_WHAT THIS TASK INVOLVES_. Search the records below for the string "IOException" and copy each line where it turns up.

INPUT DATA section start

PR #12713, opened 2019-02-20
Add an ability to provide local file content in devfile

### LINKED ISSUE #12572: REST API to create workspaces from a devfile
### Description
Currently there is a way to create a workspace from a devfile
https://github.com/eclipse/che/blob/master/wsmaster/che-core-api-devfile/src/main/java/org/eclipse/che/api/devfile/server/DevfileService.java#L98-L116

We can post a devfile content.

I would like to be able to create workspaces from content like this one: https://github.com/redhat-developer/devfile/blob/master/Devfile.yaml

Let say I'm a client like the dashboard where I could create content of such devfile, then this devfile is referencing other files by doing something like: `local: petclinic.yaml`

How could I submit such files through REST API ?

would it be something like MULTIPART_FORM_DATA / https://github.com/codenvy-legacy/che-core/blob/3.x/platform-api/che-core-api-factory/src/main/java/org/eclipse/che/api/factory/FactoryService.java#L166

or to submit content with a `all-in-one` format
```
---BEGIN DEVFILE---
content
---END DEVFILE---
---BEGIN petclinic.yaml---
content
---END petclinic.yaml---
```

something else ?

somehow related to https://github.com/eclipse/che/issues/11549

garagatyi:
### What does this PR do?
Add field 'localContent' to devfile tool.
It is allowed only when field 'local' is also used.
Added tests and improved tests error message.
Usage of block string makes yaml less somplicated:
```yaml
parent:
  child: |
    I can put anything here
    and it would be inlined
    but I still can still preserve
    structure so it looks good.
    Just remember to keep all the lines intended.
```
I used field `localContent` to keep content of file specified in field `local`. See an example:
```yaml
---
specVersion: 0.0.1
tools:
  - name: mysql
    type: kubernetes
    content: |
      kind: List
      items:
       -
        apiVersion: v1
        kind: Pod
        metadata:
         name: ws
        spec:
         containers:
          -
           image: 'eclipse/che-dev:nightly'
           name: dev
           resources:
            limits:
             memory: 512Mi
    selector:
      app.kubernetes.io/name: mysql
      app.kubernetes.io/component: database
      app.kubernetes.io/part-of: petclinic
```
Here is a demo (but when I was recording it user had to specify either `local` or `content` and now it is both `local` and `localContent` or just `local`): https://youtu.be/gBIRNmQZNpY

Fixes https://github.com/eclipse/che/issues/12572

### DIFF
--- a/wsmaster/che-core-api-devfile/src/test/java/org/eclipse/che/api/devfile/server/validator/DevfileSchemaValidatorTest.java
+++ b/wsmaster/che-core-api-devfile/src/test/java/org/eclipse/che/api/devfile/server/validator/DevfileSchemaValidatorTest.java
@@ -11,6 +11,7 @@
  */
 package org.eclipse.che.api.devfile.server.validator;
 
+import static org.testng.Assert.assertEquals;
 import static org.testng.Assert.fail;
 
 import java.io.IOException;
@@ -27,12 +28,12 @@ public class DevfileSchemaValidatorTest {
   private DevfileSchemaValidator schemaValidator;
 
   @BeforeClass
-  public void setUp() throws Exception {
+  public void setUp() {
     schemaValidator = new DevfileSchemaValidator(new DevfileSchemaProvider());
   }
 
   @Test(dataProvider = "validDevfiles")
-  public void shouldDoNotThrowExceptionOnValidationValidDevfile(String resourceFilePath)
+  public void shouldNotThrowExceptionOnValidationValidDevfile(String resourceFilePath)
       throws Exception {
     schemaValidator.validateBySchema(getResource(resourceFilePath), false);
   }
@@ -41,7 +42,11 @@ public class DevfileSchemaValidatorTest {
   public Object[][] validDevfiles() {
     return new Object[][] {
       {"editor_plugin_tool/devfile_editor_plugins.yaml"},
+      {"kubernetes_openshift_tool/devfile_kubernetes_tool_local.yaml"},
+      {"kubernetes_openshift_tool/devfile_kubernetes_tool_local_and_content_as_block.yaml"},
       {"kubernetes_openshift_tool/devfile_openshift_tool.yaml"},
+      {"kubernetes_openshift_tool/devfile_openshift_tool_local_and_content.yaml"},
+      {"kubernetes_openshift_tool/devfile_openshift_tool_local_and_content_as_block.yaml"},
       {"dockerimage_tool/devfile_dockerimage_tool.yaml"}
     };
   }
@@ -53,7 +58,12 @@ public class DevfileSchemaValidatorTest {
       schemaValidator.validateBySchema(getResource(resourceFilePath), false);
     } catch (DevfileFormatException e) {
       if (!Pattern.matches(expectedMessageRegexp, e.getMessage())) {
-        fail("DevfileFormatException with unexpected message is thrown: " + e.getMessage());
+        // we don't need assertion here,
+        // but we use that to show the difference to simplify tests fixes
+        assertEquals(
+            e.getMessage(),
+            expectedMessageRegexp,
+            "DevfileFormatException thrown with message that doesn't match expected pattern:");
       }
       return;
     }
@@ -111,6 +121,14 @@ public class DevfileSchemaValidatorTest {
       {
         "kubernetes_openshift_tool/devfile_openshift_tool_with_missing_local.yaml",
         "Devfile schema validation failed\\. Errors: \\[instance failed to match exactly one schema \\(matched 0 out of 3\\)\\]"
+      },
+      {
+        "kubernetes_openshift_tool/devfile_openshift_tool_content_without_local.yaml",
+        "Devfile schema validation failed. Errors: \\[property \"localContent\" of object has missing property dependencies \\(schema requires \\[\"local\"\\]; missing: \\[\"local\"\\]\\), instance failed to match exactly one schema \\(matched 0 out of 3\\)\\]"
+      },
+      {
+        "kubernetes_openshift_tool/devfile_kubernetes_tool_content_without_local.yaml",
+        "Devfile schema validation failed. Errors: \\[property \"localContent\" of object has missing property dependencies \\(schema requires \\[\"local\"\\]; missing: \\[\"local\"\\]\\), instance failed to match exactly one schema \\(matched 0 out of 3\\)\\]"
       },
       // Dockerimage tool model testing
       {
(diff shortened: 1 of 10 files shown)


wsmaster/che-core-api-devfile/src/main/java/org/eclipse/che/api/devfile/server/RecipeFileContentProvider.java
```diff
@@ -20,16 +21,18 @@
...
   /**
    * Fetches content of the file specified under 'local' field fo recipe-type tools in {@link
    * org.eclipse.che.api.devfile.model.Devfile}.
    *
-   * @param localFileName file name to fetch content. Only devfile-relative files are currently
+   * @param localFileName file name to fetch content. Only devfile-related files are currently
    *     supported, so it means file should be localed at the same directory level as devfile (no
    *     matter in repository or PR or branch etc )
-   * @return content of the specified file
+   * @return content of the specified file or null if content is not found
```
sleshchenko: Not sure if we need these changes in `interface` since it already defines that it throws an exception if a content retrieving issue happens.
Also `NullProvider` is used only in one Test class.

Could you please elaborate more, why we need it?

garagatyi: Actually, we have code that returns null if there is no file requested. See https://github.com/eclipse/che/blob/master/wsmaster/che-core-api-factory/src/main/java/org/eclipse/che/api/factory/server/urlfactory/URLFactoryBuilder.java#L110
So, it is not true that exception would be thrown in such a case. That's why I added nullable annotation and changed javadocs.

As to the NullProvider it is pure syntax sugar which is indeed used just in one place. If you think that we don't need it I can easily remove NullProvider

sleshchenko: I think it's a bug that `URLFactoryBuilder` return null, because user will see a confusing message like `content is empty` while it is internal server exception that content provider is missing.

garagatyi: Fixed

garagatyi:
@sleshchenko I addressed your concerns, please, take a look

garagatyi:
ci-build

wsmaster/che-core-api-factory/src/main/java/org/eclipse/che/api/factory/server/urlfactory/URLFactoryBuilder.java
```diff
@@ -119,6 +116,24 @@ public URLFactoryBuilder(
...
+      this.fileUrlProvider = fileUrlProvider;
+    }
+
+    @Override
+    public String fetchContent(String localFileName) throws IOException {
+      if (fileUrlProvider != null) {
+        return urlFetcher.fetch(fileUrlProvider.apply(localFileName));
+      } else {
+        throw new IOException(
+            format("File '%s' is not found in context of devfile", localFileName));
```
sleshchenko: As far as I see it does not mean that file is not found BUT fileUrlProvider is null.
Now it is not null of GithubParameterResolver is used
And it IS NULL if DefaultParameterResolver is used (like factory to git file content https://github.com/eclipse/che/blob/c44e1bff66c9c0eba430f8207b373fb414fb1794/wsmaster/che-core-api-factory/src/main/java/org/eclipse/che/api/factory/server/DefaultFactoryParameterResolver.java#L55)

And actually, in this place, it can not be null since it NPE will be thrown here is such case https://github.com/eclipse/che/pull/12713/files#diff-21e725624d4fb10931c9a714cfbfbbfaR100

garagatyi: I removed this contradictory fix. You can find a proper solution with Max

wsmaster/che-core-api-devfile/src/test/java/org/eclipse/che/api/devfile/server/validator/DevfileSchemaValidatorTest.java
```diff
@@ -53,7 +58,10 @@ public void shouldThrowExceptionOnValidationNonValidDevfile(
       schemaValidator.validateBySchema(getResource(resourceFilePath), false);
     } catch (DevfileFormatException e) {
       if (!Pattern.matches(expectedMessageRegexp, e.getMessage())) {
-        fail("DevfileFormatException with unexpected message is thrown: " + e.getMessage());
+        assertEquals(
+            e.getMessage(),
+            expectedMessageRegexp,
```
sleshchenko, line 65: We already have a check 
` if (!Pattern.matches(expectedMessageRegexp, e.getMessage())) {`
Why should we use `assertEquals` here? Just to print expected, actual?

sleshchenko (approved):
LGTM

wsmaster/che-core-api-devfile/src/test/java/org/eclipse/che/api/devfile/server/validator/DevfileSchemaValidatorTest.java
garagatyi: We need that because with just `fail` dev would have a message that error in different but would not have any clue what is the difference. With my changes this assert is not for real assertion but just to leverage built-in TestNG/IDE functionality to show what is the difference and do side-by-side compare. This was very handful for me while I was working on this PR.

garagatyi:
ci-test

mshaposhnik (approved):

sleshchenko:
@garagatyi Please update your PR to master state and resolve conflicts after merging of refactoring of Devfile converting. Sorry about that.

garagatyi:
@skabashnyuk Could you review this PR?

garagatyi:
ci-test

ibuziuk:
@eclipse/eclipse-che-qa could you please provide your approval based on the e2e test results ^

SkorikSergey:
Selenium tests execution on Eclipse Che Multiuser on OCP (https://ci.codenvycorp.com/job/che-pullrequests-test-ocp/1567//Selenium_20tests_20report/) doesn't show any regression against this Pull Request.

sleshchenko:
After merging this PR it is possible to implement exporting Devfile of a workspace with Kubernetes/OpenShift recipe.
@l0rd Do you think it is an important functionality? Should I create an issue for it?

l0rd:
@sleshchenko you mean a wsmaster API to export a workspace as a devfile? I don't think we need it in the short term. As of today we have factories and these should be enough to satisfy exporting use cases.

INPUT DATA section end

_RESPONSE AREA_.
 import java.io.IOException;
+    public String fetchContent(String localFileName) throws IOException {
+        throw new IOException(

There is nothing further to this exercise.